What is being asked
The whole of the data must be transcribed exactly.
====== Entries shown
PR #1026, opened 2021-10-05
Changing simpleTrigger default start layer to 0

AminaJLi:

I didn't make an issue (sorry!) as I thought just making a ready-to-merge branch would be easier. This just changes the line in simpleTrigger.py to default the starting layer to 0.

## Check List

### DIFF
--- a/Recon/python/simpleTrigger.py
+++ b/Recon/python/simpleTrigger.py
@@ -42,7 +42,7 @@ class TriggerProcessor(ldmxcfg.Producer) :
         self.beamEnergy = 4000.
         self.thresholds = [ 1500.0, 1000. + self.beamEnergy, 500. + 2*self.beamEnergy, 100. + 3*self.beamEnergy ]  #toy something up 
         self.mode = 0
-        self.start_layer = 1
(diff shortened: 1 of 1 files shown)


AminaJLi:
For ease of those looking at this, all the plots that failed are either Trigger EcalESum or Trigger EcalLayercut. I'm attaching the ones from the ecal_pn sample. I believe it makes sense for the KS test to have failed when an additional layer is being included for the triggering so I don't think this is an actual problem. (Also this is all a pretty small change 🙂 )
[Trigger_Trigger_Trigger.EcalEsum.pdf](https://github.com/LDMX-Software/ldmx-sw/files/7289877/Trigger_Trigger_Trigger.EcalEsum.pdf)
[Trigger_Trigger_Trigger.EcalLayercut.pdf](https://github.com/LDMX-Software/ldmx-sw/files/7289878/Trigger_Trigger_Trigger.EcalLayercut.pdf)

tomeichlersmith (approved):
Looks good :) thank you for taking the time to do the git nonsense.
============
Final answer
PR #1026, opened 2021-10-05
Changing simpleTrigger default start layer to 0

AminaJLi:

I didn't make an issue (sorry!) as I thought just making a ready-to-merge branch would be easier. This just changes the line in simpleTrigger.py to default the starting layer to 0.

## Check List

### DIFF
--- a/Recon/python/simpleTrigger.py
+++ b/Recon/python/simpleTrigger.py
@@ -42,7 +42,7 @@ class TriggerProcessor(ldmxcfg.Producer) :
         self.beamEnergy = 4000.
         self.thresholds = [ 1500.0, 1000. + self.beamEnergy, 500. + 2*self.beamEnergy, 100. + 3*self.beamEnergy ]  #toy something up 
         self.mode = 0
-        self.start_layer = 1
(diff shortened: 1 of 1 files shown)


AminaJLi:
For ease of those looking at this, all the plots that failed are either Trigger EcalESum or Trigger EcalLayercut. I'm attaching the ones from the ecal_pn sample. I believe it makes sense for the KS test to have failed when an additional layer is being included for the triggering so I don't think this is an actual problem. (Also this is all a pretty small change 🙂 )
[Trigger_Trigger_Trigger.EcalEsum.pdf](https://github.com/LDMX-Software/ldmx-sw/files/7289877/Trigger_Trigger_Trigger.EcalEsum.pdf)
[Trigger_Trigger_Trigger.EcalLayercut.pdf](https://github.com/LDMX-Software/ldmx-sw/files/7289878/Trigger_Trigger_Trigger.EcalLayercut.pdf)

tomeichlersmith (approved):
Looks good :) thank you for taking the time to do the git nonsense.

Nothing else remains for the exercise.